Petty gentry

Petty gentry. Members of the nobility (mainly in Western Ukraine) who had the legal rights of that estate (see Estates) but did not own serfs, and worked their relatively small landholdings by themselves. They tended to live in compact groups, in whole villages or parts of villages. The greatest number of such villages were in Subcarpathia (particularly Sambir and Skole counties), Podilia (Bar county), and central and eastern Polisia (the Ovruch and Liubech areas). The petty gentry became a distinct social class in Galicia in the 14th century; it consisted mainly of impoverished boyars, the retainers of princes, and the free peasantry of the Principality of Galicia-Volhynia. The families of petty gentry often adopted the name of the village they resided in as their own (Bereziv–Berezovsky, Chaikovychi–Chaikivsky, Terlo–Terletsky, Krushelnytsia–Krushelnytsky, Hordynia–Hordynsky, Kulchytsi–Kulchytsky). The Polish coats of arms most often used were the Sas (an arrow above a crescent moon with stars at each end) and Korczak (three horizontal rivers of unequal length).
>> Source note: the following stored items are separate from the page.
PR #2304, opened 2023-11-24
Fix Popover compatibility with server-side rendering

tareqlol:
## Purpose

`window` is undefined on SSR, this would cause importing Popover to fail since part of the code would still be evaluated on the server even when using `use client` file annotation.

P.S: I have looked for other [usages of the window](https://github.com/search?q=repo:sumup-oss/circuit-ui+path:/%5Epackages%5C/circuit-ui%5C//+window&type=code) outside of React client APIs and this is the only component that uses the `window`.

## Approach and changes

This adds a window check for the `isMobile` check.

## Definition of done

* [x] Development completed
* [x] Reviewers assigned

### DIFF
--- a/.changeset/good-lamps-taste.md
+++ b/.changeset/good-lamps-taste.md
@@ -2,4 +2,4 @@
 '@sumup/circuit-ui': patch
 ---
 
-[Popover]: safeguarding `isMobile` by returning false if window is not defined for SSR
+Fixed compatibility of the Popover component with server-side rendering.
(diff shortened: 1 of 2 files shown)


connor-baer (approved):
Thank you for submitting this fix and checking for similar bugs! 🙌🏻  

I've pushed a commit to switch to the `useMedia` hook which also ensures that the state updates when the viewport is resized.

It looks like the bug was introduced in #1661, previously this code ran inside a callback.

PR #2394, opened 2024-01-19
Add PercentageInput component

connor-baer:
## Purpose

We often ask users to enter fractional values such as fees or taxes. The percent symbol shouldn't be part of the input value but should be displayed inside the input as a suffix.

## Approach and changes

- Added a PercentageInput component modeled after the existing CurrencyInput component

## Definition of done

* [x] Development completed
* [x] Reviewers assigned


vascofg (approved):
LGTM 🎉

PR #2430, opened 2024-02-07
Make components compatible with React Server Components

connor-baer:
Relates to https://github.com/rollup/rollup/issues/4699.

## Purpose

Components must adhere to certain constraints to be usable as [React Server Components (RCS)](https://github.com/reactjs/rfcs/blob/main/text/0188-server-components.md):

> ### Limitations of Server Components
> 
> - Server Components cannot support interaction as event handlers must be registered and triggered by a client.
>   - For example, event handlers like `onClick` can only be defined in Client Components.
> - Server Components cannot use most Hooks.
>   - When Server Components are rendered, their output is essentially a list of components for the client to render. Server Components do not persist in memory after render and cannot have their own state.

Pages and components in Next.js' App directory are treated as RCS by default. Components that don't meet the above constraints must be explicitly marked as client components using the `use client` directive. 

## Approach and changes

- Install [`rollup-plugin-preserve-directives`](https://github.com/Ephem/rollup-plugin-preserve-directives) to allow directives
- Install [`eslint-plugin-react-server-components`](https://github.com/roginfarrer/eslint-plugin-react-server-components) to mark up client components with the [`use client`](https://react.dev/reference/react/use-client#using-third-party-libraries) directive

## Definition of done

* [x] Development completed
* [x] Reviewers assigned

### DIFF
--- a/.changeset/four-garlics-sleep.md
+++ b/.changeset/four-garlics-sleep.md
@@ -1,0 +1,5 @@
+---
+'@sumup/circuit-ui': minor
+---
+
+Made all components compatible with [React Server Components](https://github.com/reactjs/rfcs/blob/main/text/0188-server-components.md) out of the box by adding the [`use client`](https://react.dev/reference/react/use-client) directive to client components.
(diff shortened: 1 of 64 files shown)


tareqlol (approved):
💯 🚀

PR #2499, opened 2024-04-26
Enable delay or cancelation of closing of SidePanel

connor-baer:
## Purpose

Consider a scenario where a form is rendered inside a SidePanel. In such cases, it's crucial to prompt users to confirm the closing of the SidePanel if they have entered information but haven't saved it yet, to prevent data loss. This requires the ability to delay and optionally cancel the closing of the SidePanel.

## Approach and changes

- Added support for the SidePanel's `onClose` prop to be asynchronous. The SidePanel is closed after the `onClose` callback resolves and is prevented from closing if the callback rejects.

## Definition of done

* [x] Development completed
* [x] Reviewers assigned

### DIFF
--- a/.changeset/metal-horses-occur.md
+++ b/.changeset/metal-horses-occur.md
@@ -1,0 +1,5 @@
+---
+"@sumup/circuit-ui": minor
+---
+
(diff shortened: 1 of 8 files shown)


oskarkunik (approved):
Looks like this would solve all cases that we have in Bookings! Thanks

PR #2512, opened 2024-05-15
SX-2129 Edit phone number Circuit UI component

roma-claudio:
Addresses SX-2129

## Purpose

Update edit phone number component

## Approach and changes

1. Improved test coverage for `PhoneNumberInput.tsx` and `PhoneNumberInput.service.tsx`
2. Granular control of `readonly` and `invalid` attributes for each field (country code and subscriber number)
3. Updated country code field pattern to limit the number of max allowed digits
4. Added `placeholder` prop to the subscriber number
5. Updated docs

## Definition of done

* [ ] Development completed
* [ ] Reviewers assigned

### DIFF
--- a/packages/circuit-ui/components/PhoneNumberInput/PhoneNumberInput.mdx
+++ b/packages/circuit-ui/components/PhoneNumberInput/PhoneNumberInput.mdx
@@ -7,11 +7,79 @@ import * as Stories from './PhoneNumberInput.stories';
 
 <Status variant="experimental" />
 
-TODO: Write short summary
+The PhoneNumberInput component allows users to input phone numbers.
+It provides a user-friendly interface for entering phone numbers, including country code selection and subscriber number.
+
 
 <Story of={Stories.Base} />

The petty nobility participated in anti-Polish uprisings, particularly those led by Mukha (see Mukha rebellion) and Bohdan Khmelnytsky. Hetman Petro Konashevych-Sahaidachny and a number of Greek Catholic leaders and educators came from that class. After the abolition of serfdom they lost their social privileges but still differed from former serfs in their everyday habits and specific traditions. In the 1920s and 1930s, attempts made to Polonize them were largely unsuccessful.